◆ Task description ◆
Give back every record exactly as written.
* * * *
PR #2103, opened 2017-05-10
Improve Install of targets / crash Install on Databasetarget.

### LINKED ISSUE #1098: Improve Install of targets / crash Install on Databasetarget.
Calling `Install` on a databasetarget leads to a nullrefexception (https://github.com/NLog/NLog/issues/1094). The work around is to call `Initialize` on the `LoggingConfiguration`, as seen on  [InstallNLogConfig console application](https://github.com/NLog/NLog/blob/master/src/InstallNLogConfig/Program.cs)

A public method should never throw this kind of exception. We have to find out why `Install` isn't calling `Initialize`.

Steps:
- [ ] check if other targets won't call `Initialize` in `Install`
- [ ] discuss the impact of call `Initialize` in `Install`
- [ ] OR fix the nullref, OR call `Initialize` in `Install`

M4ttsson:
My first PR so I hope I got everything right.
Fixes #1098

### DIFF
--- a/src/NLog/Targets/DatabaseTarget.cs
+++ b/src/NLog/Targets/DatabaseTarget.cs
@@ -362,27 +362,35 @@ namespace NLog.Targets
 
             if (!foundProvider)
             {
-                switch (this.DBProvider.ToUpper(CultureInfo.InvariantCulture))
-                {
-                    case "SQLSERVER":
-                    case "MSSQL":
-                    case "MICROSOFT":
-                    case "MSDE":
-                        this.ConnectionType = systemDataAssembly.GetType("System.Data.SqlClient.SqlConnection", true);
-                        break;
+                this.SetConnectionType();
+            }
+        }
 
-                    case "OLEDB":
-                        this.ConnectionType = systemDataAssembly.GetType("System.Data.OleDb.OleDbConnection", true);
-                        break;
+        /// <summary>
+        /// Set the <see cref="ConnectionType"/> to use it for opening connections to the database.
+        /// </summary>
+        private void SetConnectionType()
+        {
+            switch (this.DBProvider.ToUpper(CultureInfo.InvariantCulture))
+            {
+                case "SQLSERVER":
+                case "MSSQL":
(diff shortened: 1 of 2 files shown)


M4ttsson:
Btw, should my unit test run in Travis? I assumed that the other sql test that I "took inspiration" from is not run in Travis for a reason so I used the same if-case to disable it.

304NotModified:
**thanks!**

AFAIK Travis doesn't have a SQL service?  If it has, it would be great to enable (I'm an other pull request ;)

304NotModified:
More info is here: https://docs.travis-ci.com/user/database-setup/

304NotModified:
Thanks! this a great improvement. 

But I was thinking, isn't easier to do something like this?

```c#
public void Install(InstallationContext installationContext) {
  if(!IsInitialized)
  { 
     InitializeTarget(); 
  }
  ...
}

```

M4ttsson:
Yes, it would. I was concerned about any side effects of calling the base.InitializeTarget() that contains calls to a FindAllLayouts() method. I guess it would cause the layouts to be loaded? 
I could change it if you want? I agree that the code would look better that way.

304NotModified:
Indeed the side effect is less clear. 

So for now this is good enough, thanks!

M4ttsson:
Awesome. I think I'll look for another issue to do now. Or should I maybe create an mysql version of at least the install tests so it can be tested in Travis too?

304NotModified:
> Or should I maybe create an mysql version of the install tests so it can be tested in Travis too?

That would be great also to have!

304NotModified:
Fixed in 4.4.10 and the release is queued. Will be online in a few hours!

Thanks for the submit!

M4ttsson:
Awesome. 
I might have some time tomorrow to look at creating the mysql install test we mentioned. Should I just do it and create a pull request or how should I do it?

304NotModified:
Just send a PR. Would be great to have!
* * * *
◆ Response to this task ◆
PR #2103, opened 2017-05-10
Improve Install of targets / crash Install on Databasetarget.

### LINKED ISSUE #1098: Improve Install of targets / crash Install on Databasetarget.
Calling `Install` on a databasetarget leads to a nullrefexception (https://github.com/NLog/NLog/issues/1094). The work around is to call `Initialize` on the `LoggingConfiguration`, as seen on  [InstallNLogConfig console application](https://github.com/NLog/NLog/blob/master/src/InstallNLogConfig/Program.cs)

A public method should never throw this kind of exception. We have to find out why `Install` isn't calling `Initialize`.

Steps:
- [ ] check if other targets won't call `Initialize` in `Install`
- [ ] discuss the impact of call `Initialize` in `Install`
- [ ] OR fix the nullref, OR call `Initialize` in `Install`

M4ttsson:
My first PR so I hope I got everything right.
Fixes #1098

### DIFF
--- a/src/NLog/Targets/DatabaseTarget.cs
+++ b/src/NLog/Targets/DatabaseTarget.cs
@@ -362,27 +362,35 @@ namespace NLog.Targets
 
             if (!foundProvider)
             {
-                switch (this.DBProvider.ToUpper(CultureInfo.InvariantCulture))
-                {
-                    case "SQLSERVER":
-                    case "MSSQL":
-                    case "MICROSOFT":
-                    case "MSDE":
-                        this.ConnectionType = systemDataAssembly.GetType("System.Data.SqlClient.SqlConnection", true);
-                        break;
+                this.SetConnectionType();
+            }
+        }
 
-                    case "OLEDB":
-                        this.ConnectionType = systemDataAssembly.GetType("System.Data.OleDb.OleDbConnection", true);
-                        break;
+        /// <summary>
+        /// Set the <see cref="ConnectionType"/> to use it for opening connections to the database.
+        /// </summary>
+        private void SetConnectionType()
+        {
+            switch (this.DBProvider.ToUpper(CultureInfo.InvariantCulture))
+            {
+                case "SQLSERVER":
+                case "MSSQL":
(diff shortened: 1 of 2 files shown)


M4ttsson:
Btw, should my unit test run in Travis? I assumed that the other sql test that I "took inspiration" from is not run in Travis for a reason so I used the same if-case to disable it.

304NotModified:
**thanks!**

AFAIK Travis doesn't have a SQL service?  If it has, it would be great to enable (I'm an other pull request ;)

304NotModified:
More info is here: https://docs.travis-ci.com/user/database-setup/

304NotModified:
Thanks! this a great improvement. 

But I was thinking, isn't easier to do something like this?

```c#
public void Install(InstallationContext installationContext) {
  if(!IsInitialized)
  { 
     InitializeTarget(); 
  }
  ...
}

```

M4ttsson:
Yes, it would. I was concerned about any side effects of calling the base.InitializeTarget() that contains calls to a FindAllLayouts() method. I guess it would cause the layouts to be loaded? 
I could change it if you want? I agree that the code would look better that way.

304NotModified:
Indeed the side effect is less clear. 

So for now this is good enough, thanks!

M4ttsson:
Awesome. I think I'll look for another issue to do now. Or should I maybe create an mysql version of at least the install tests so it can be tested in Travis too?

304NotModified:
> Or should I maybe create an mysql version of the install tests so it can be tested in Travis too?

That would be great also to have!

304NotModified:
Fixed in 4.4.10 and the release is queued. Will be online in a few hours!

Thanks for the submit!

M4ttsson:
Awesome. 
I might have some time tomorrow to look at creating the mysql install test we mentioned. Should I just do it and create a pull request or how should I do it?

304NotModified:
Just send a PR. Would be great to have!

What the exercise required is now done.